Optimization of the ionization source parameters described above could potentially bring sensitivity gains of two- to threefold, as demonstrated by Szerkus and colleagues for the analysis of 7-methylguanine and glucuronic acid in urine (8). When optimizing the source conditions, it is important to use the intended LC mobile phase and flow rate. One method of optimization is to inject a standard solution several times, and alter a specific source parameter stepwise with each injection. Figure 2 demonstrates this process for the evaluation of optimal desolvation temperature for two pesticides: methamidophos and emamectin B1a benzoate. A 20% increase in response for methamidophos was achieved by increasing the desolvation temperature from 400 °C to 550 °C. In contrast, emamectin benzoate B1a experiences complete signal loss if the desolvation temperature is increased beyond 500 °C because of the thermal lability of that compound. Alternatively, source conditions may be optimized by teeing a constant flow of analyte into the LC eluent and monitoring the analyte TIC. This technique allows for adjustments to be made on the fly. Methods using gradient elution of multiple compounds should be optimized by estimating the organic concentration at the time of elution. Although this step can be overwhelming, the process can be simplified by concentrating efforts on only critical or low intensity analytes.

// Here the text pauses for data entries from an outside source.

Issue #16332, opened 2023-11-17
Terminal window "not responding"


cool-RR:
### Windows Terminal version

1.18.2822.0

### Windows build number

10.0.19045.0

### Steps to reproduce

I'm using a terminal window, and then not using it for a while and doing other stuff.

### Actual Behavior

The terminal window becomes nonresponsive. The content is gone. The window title shows "not responding" and I can only kill the process at that point.

zadjii-msft:
Does this happen consistently/? Or was this a on-off kinda thing? I'd guess that this is because we just pushed an update to the app on the Store, and the Store tried to kill the Terminal to install the update. 

If that's the case, the Terminal version should probably now be https://github.com/microsoft/terminal/releases/tag/v1.18.3181.0

cool-RR:
This happened at least 10 times in the last few weeks, but I can't make it happen at will. My version right now is 1.18.2822.0.

Is there any way to find logs or something on my machine that would give us information about what's happening?

lhecker:
That sounds a bit like a deadlock, so log files probably won't be of help. You could try to capture a dump of a hung process before killing it: https://github.com/microsoft/terminal/wiki/Troubleshooting-Tips#capturing-and-sending-dumps

That way we can see what threads are currently stuck and what the UI thread is most likely waiting on.

cool-RR:
Thank you, I'll give it a try.

cool-RR:
Today this happened again. I opened Process Explorer and saw these processes:

![image](https://github.com/microsoft/terminal/assets/56778/c68eaf35-89b5-4bb9-ba48-3cae62489300)

I wasn't sure which process you wanted a dump of, and whether it should be a mini-dump or a full dump, so I just made both mini- and full dumps of each of the 4 processes. They're available for download here: https://www.dropbox.com/scl/fo/ngzixgtvl9b4gms1ya0bl/h?rlkey=00vm814nojext99o8agdwwzu3&dl=0

Does that help you figure out why it's hanging?

cool-RR:
![i-know-some-of-these-words-mhmm](https://github.com/microsoft/terminal/assets/56778/ea5911b1-7431-4dad-b652-bf9a1a96dd90)

Thanks for the analysis. In that link were both mini-dumps and full dumps. Was the kernel-side stack trace missing also from the full dump?

lhecker:
[...]

PR #16587, opened 2024-01-22
Avoid timer ticks on frozen windows

lhecker:
At the time of writing, closing the last tab of a window inexplicably
doesn't lead to the destruction of the remaining TermControl instance.
On top of that, on Win10 we don't destroy window threads due to bugs in
DesktopWindowXamlSource. In other words, we leak TermControl instances.

Additionally, the XAML timer class is "self-referential".
Releasing all references to an instance will not stop the timer.
Only calling Stop() explicitly will achieve that.

The result is that the message loop of a frozen window thread has so
far received 1-2 messages per second due to the blink timer not being
stopped. This may have filled the message queue and lead to bugs as
described in #16332 where keyboard input stopped working.

### DIFF
--- a/src/cascadia/TerminalApp/ColorHelper.h
+++ b/src/cascadia/TerminalApp/ColorHelper.h
@@ -1,7 +1,6 @@
 #pragma once
-#include "pch.h"
 
-#include <winrt/windows.ui.core.h>
+#include <winrt/Windows.UI.h>
 
 namespace winrt::TerminalApp
 {
--- a/src/cascadia/TerminalControl/TermControl.cpp
+++ b/src/cascadia/TerminalControl/TermControl.cpp
@@ -57,10 +57,7 @@ namespace winrt::Microsoft::Terminal::Control::implementation
         _isInternalScrollBarUpdate{ false },
         _autoScrollVelocity{ 0 },
         _autoScrollingPointerPoint{ std::nullopt },
-        _autoScrollTimer{},
         _lastAutoScrollUpdateTime{ std::nullopt },
-        _cursorTimer{},
-        _blinkTimer{},
         _searchBox{ nullptr }
     {
         InitializeComponent();
@@ -1087,10 +1084,8 @@ namespace winrt::Microsoft::Terminal::Control::implementation
         if (blinkTime != INFINITE)
         {
             // Create a timer
-            DispatcherTimer cursorTimer;
-            cursorTimer.Interval(std::chrono::milliseconds(blinkTime));
-            cursorTimer.Tick({ get_weak(), &TermControl::_CursorTimerTick });
-            _cursorTimer.emplace(std::move(cursorTimer));
+            _cursorTimer.Interval(std::chrono::milliseconds(blinkTime));
+            _cursorTimer.Tick({ get_weak(), &TermControl::_CursorTimerTick });
             // As of GH#6586, don't start the cursor timer immediately, and
             // don't show the cursor initially. We'll show the cursor and start
             // the timer when the control is first focused.
@@ -1105,13 +1100,12 @@ namespace winrt::Microsoft::Terminal::Control::implementation
             _core.CursorOn(_focused || _displayCursorWhileBlurred());
             if (_displayCursorWhileBlurred())
             {
-                _cursorTimer->Start();
+                _cursorTimer.Start();
             }
         }
         else
         {
-            // The user has disabled cursor blinking
-            _cursorTimer = std::nullopt;
+            _cursorTimer.Destroy();
         }
 
         // Set up blinking attributes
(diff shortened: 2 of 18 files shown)


DHowett:
@lhecker Is this a 1.18 backport candidate?

lhecker:
Yeah, this one and the sister-PR #16588. I'm not entirely sure how many are affected by this though, in particular since it's just a theory (hence me writing "may lead to #16332"), so we could also skip the backport if you feel like both PRs in combination are a bit too risky.

lhecker:
The PR fails to build because `ColorHelperTests.cpp` depends on `ColorHelper.cpp` which is in another project which includes a `pch.h` with WinRTUtils, but `ColorHelperTests.cpp` has no access to that. Not sure how to resolve that yet, so I'll do that a bit later today.

src/cascadia/WinRTUtils/inc/SafeDispatcherTimer.h
```diff
@@ -0,0 +1,92 @@
...
+    {
+        if (!_timer)
+        {
+            _timer = ::winrt::Windows::UI::Xaml::DispatcherTimer{};
+        }
+        return _timer;
+    }
+
+    ::winrt::Windows::UI::Xaml::DispatcherTimer _timer{ nullptr };
+    winrt::event_token _token;
```
zadjii-msft, line 91: somehow methinks there's an `auto_revoke` we could use here or something, but also, meh?

src/cascadia/WinRTUtils/inc/SafeDispatcherTimer.h
```diff
@@ -0,0 +1,92 @@
...
+    {
+        _getTimer().Interval(value);
+    }
+
+    bool IsEnabled()
+    {
+        return _timer && _timer.IsEnabled();
+    }
+
+    void Tick(winrt::Windows::Foundation::EventHandler<winrt::Windows::Foundation::IInspectable> const& handler)
```
zadjii-msft, line 41: Okay so notably, `SafeDispatcherTimer` only supports a single callback at a time for `Tick` (whereas I'm pretty sure that the standard one supports many callbacks) (this is also fine, pretty sure we're not using multiple callbacks on a single timer anyways)

src/cascadia/TerminalControl/TermControl.h
```diff
@@ -236,16 +236,16 @@ namespace winrt::Microsoft::Terminal::Control::implementation
...
+        SafeDispatcherTimer _autoScrollTimer;
         std::optional<std::chrono::high_resolution_clock::time_point> _lastAutoScrollUpdateTime;
         bool _pointerPressedInBounds{ false };
 
         winrt::Windows::UI::Composition::ScalarKeyFrameAnimation _bellLightAnimation{ nullptr };
         winrt::Windows::UI::Composition::ScalarKeyFrameAnimation _bellDarkAnimation{ nullptr };
-        Windows::UI::Xaml::DispatcherTimer _bellLightTimer{ nullptr };
+        SafeDispatcherTimer _bellLightTimer;
 
-        std::optional<Windows::UI::Xaml::DispatcherTimer> _cursorTimer;
```
zadjii-msft, line 247: thank you for killing these `optional<nullable thing>`s

src/cascadia/TerminalControl/TermControl.cpp
```diff
@@ -1087,10 +1084,8 @@ namespace winrt::Microsoft::Terminal::Control::implementation
         if (blinkTime != INFINITE)
         {
             // Create a timer
-            DispatcherTimer cursorTimer;
-            cursorTimer.Interval(std::chrono::milliseconds(blinkTime));
-            cursorTimer.Tick({ get_weak(), &TermControl::_CursorTimerTick });
-            _cursorTimer.emplace(std::move(cursorTimer));
+            _cursorTimer.Interval(std::chrono::milliseconds(blinkTime));
```
zadjii-msft, line 1087: note to self: `Interval` will correctly re-initialize the underlying `Timer` if it was already `Destroy`'ed

src/cascadia/TerminalApp/ColorHelper.h
```diff
@@ -1,7 +1,6 @@
 #pragma once
-#include "pch.h"
 
-#include <winrt/windows.ui.core.h>
+#include <winrt/Windows.UI.h>
```
zadjii-msft, line 3: jeepers I don't love this, presumably this should be in the pch for both this project and the tests, but also those tests really haven't had love in years. So, this is fine for now. (I can only hope that it _also_ being in the pch.h for TerminalAppLib means it won't _actually_ get re-parsed here)

zadjii-msft (approved):

src/cascadia/WinRTUtils/inc/SafeDispatcherTimer.h
lhecker: Yeah I think `winrt::event_token` is better in this case. The `auto_revoke` classes are effectively just a `pair<weak_ref, event_token>` which, on destruction, turns it into a strong-ref and revokes it. Since this is such a tiny class, I think the extra work to get rid of the extra `weak_ref` is worth it. (It's just like 2 lines of extra code after all).

src/cascadia/WinRTUtils/inc/SafeDispatcherTimer.h
lhecker: My intention was that this avoids accidentally setting the same callback over and over again on the same timer instance. A number of places don't revoke the callbacks after all and just replace the timer instance without calling `Stop()` (i.e. they leak the timer instances).

src/cascadia/TerminalApp/ColorHelper.h
lhecker: The `Windows.UI` header is a smaller than the `Windows.UI.Core` header so this at least makes it a tiny bit better.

Figure 2: LC–MS/MS optimization of desolvation temperature for (a) methamidophos and (b) emamectin B1a benzoate over four successive injections. Column: 100 mm × 2.1 mm, 3-µm fully porous C18; mobile-phase A: water + 2 mM ammonium acetate + 0.1% formic acid; mobile-phase B: methanol + 2 mM ammonium acetate + 0.1% formic acid; gradient %B (time): 5% (0 min), 5% (1.5 min), 70% (6 min), 70% (9 min), 100% (10 min), 100% (12 min), equilibrate; flow rate: 0.5 mL/min; polarity: ESI+; curtain gas: 30 psi; nebulizer gas: 45 psi; drying gas: 55 psi; capillary voltage: 5.5 kV; collision gas: 10 psi.


Sample Pretreatment

Sample pretreatment is an essential part of the LC–MS analytical workflow, particularly when analyzing complex samples containing target analytes at low concentrations. Removal of non-target sample components can minimize matrix interferences and improve the S/N ratio for the analytes of interest. Matrix compounds coeluted with a target analyte may cause suppression or enhancement of the analyte signal; these interferences are known as matrix effects. Matrix effects often manifest as a loss in MS sensitivity or specificity, and are prevalent in ESI because of the potential for charge competition on the droplet surface prior to emitting gas-phase ions. As an alternative, atmospheric pressure chemical ionization (APCI) may be employed if the analytes of interest are thermally stable and of moderate polarity (1). In APCI, the LC eluent is completely evaporated into a gas before ionization by the applied voltage of the corona needle. The ionized mobile-phase vapor then reacts with the analyte molecules to produce charged ions. Matrix effects tend to be less extensive in APCI, since ions are produced through gas-phase reactions instead of liquid-phase reactions (9).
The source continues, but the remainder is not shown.